La folla in coda due anni fa per accedere al ponte di Christo
La folla in coda due anni fa per accedere al ponte di Christo
La folla in coda due anni fa per accedere al ponte di Christo
La folla in coda due anni fa per accedere al ponte di Christo

Anche Bresciaoturism ha partecipato alla fiera internazionale del turismo a Milano. Come il Consorzio turistico gardesano, l’ente di promozione territoriale di Brescia e provincia è stato inserito nello stand di Regione Lombardia – Explora e l’azione degli operatori si è concentrata soprattutto sugli incontri con tour operator (inter)nazionali, secondo un’agenda di appuntamenti prefissati. «L’obiettivo - ha commentato il direttore di Bresciatourism Massimo Ghidelli, presente in fiera - era consolidare il rapporto con operatori esteri già conosciuti e aprire varchi a nuovi segmenti di mercato turistico, con la possibilità di attivare future partnership». Come si desume dagli ultimi dati ufficiali su arrivi e presenze per il turismo bresciano di incoming, Germania, Italia, Paesi Bassi, Regno Unito, Svizzera, Austria e Belgio sono mercati già sviluppati e da consolidare, mentre nuove potenzialità si prospettano per l’incremento dei flussi turistici da Francia, Israele, Danimarca, Irlanda, Repubblica Ceca, Spagna e Usa.
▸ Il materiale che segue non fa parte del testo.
PR #6640, opened 2025-04-17
Don't index themes anymore

### LINKED ISSUE #5264: Don't index themes
IMO, putting themes in the Elasticsearch index is total overkill, because nobody has that many themes to warrant the effort. (If you are the exception to this rule, speak up now!) Might as well just get them from the database like we do for groups, users, and ACL templates already.

(Might be useful to make a proposal for this first, though.)

Arnei:
Fixes #5264.

Removes all code that relates themes to the index. For services like the admin ui that require detailed query capabilities, a new function has been added to the themes database.

See related issue for motivation.

Of course, this patch cannot remove any actual indices from ElasticSearch/OpenSearch installations. So if you really want themes gone from your index you'll have to nuke and rebuild it, or send a query directly to your index that gets rid of them. Not doing so should not be a problem though.

### How to test this patch

This mostly affects the admin ui and the listprovider, so be sure to check that those work as before.

### Your pull request should…

* [ ] have a concise title
* [ ] pass automated tests


modules/admin-ui/src/test/java/org/opencastproject/adminui/endpoint/TestSeriesEndpoint.java
```diff
@@ -229,8 +233,29 @@ public TestSeriesEndpoint() throws Exception {
     indexServiceImpl.setSecurityService(securityService);
     indexServiceImpl.setSeriesService(seriesService);
 
+    // setup theme database
+    User user = new JaxbUser("test", null, "Test User", "test@test.com", "test", new DefaultOrganization(), new HashSet<>());
+    UserDirectoryService userDirectoryService = EasyMock.createNiceMock(UserDirectoryService.class);
+    EasyMock.expect(userDirectoryService.loadUser((String) EasyMock.anyObject())).andReturn(user).anyTimes();
+    EasyMock.replay(userDirectoryService);
+
+    themesServiceDatabaseImpl = new ThemesServiceDatabaseImpl();
```
KatrinIhler, line 242: Wouldn't it be sufficient for this test to mock this as well?

modules/themes/src/test/java/org/opencastproject/themes/ThemesServiceDatabaseTest.java
```diff
@@ -121,4 +112,96 @@ public void testStoreUpdateAndDelete() throws Exception {
...
+
+    themes = themesDatabase.findThemesQuery(
+        Optional.ofNullable(Integer.MAX_VALUE),
+        Optional.ofNullable(0),
+        new ArrayList<>(),
+        Optional.empty(),
+        Optional.ofNullable("admin")
+    );
+    Assert.assertEquals(1, themes.size());
+  }
```
KatrinIhler, line 206: :heart:

modules/themes/src/main/java/org/opencastproject/themes/persistence/ThemesServiceDatabaseImpl.java
```diff
@@ -185,6 +164,99 @@ private List<Theme> getThemes() throws ThemesServiceDatabaseException {
     }
   }
 
+  public List<Theme> findThemesQuery(
```
KatrinIhler: Nitpick: Just call it findThemes(), bc adding Query implies, for me at least, that you get back a query object, not the results.

KatrinIhler (changes requested):
Looks pretty good! Love that you extended the tests as well. Just a few minor things, and I stumbled over one issues during testing that already exist in develop: When changing the theme for an existing series, the dropdown shows the ID of the theme after selection, and the series cannot be saved. I know you didn't break this, but could you take a look at that either way?

modules/admin-ui/src/test/java/org/opencastproject/adminui/endpoint/TestSeriesEndpoint.java
Arnei: Arguably yes, since in an ideal world the functionality of the themes database has already been tested by its respective module. So we could spare us the trouble of testing it here and save a couple of lines by mocking up the database instead. On the other hand, I see no harm in double testing the themes database here.

Arnei:
> Issue that already exists in develop

I'd say that is better solved in a different pull request. You're mentioning a dropdown, so might this be an admin-ui issue? I suggest opening a ticket over there https://github.com/opencast/opencast-admin-interface/issues

KatrinIhler:
> > Issue that already exists in develop
> 
> I'd say that is better solved in a different pull request. You're mentioning a dropdown, so might this be an admin-ui issue? I suggest opening a ticket over there https://github.com/opencast/opencast-admin-interface/issues

Done, see https://github.com/opencast/opencast-admin-interface/issues/1205

Would be great if you could take a look at that because it kinda gets in the way of properly testing this. :)

KatrinIhler (approved):

KatrinIhler:
Works now! Do you want to rebase this onto 18.x while there's still time?

Arnei:
What do you mean by "while there's still time"? The branch cut already happened, right? In any case, I don't think this is important enough to force into 18.

PR #6648, opened 2025-04-24
Same target tag behaviour for all WOH 

### LINKED ISSUE #5265: Harmonize the support of + and - for tags in WOHs
While the configuration of tags, both source and target, was harmonized a while ago (see https://github.com/opencast/opencast/issues/1157), there are still inconsistencies in the way these tags are then used in the WOHs. Especially the support of + and - for adding or removing a single tag in target tags or - for excluding a tag in source-tags varies greatly with multiple handlers having their own implementation for this. Instead I suggest that

1) WOHs should use a MediaPackageElementSelector instead of selecting source elements themselves (looking at you, `publication-channel-to-workspace`), this supporting the exclusion of tags with -, and

2) ConfiguredTagsAndFlavors should support special target tags with + and - and WOHs like `image-convert` should use that instead of their own implementation.

Arnei:
Fixes #5265.

All workflow operation handlers adapt the same method of handling target tags (if they support target tags).

The chosen behaviour is that of the tag WOH:
"If a target-tag starts with a '-', it will be removed from preexisting tags, if a target-tag starts with a '+', it will be added to preexisting tags. If there is no prefix, all preexisting tags are removed and replaced by the target-tags."

This means that all WOH that did not support "+" and "-" now do.
!THIS CONSTITUTES A BEHAVIOUR CHANGE FOR SOME WORKFLOW OPERATION HANDLERS!
In particular, some WOH were adding tags instead of replacing them, even though they were not prefaced with a "+". Adopters are advised to check their workflows.

Also replace some entwine stuff in the image WOH.

### How to test this patch

Create a test event and run all the workflows you have, especially if they are custom. Check if assets are tagged correctly.

### Your pull request should…

* [ ] have a concise title
* [ ] pass automated tests


gregorydlogan (changes requested):
Didn't get to actually reviewing the code, but I *think* the following classes need to be modified to match this behaviour:

- MultiEncodeWorkflowOperationHandler
- ProcessSmilWorkflowOperationHandler
- CutMarksToSmilWorkflowOperationHandler
- VideoSegmenterWorkflowOperationHandler

I went through everyhing extending `AbstractWorkflowOperationHandler`, think I got the rest of them...

Arnei:
Thanks for looking through that, I changed the behaviour for CutMarksToSmilWorkflowOperationHandler and VideoSegmenterWorkflowOperationHandler to fit the new behaviour.

I deliberately did not touch MultiEncodeWorkflowOperationHandler and ProcessSmilWorkflowOperationHandler, because they did non-standard stuff with their target tags, like grouping them by in blocks delimited by `;`. As they require this behaviour to function properly, it does not make sense to change them I think.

I primi sette mercati rappresentano infatti l’84% delle presenze turistiche, mentre i secondi si fermano a quota 8%. Oltre a continuare i rapporti con gli operatori professionali (tour operator, agenzie di viaggio, giornalisti) dei mercati già sviluppati attraverso eductour, road show, door to door e altri strumenti tradizionali, nel programma 2018 di Bresciatourism è prevista l’introduzione di nuovi strumenti e modalità, impiegando in particolare i new social media per intercettare nuovi target. Nello specifico di altre aree della Provincia, la scommessa per il lago d’Iseo sarà di capitalizzare al meglio il successo planetario di «The Floating Piers» attraverso il finanziamento regionale di 10 milioni destinato a finanziare progetti in chiave di attrattività turistica. Un’eredità che potrebbe davvero far compiere il salto di qualità, creando importanti opportunità di sviluppo nella filiera del turismo. Ad una Franciacorta che si rivolge al turismo del vino e dei sapori del territorio, l’Eridio punterà infine ancora forte sull’escursionismo. •

L.SCA.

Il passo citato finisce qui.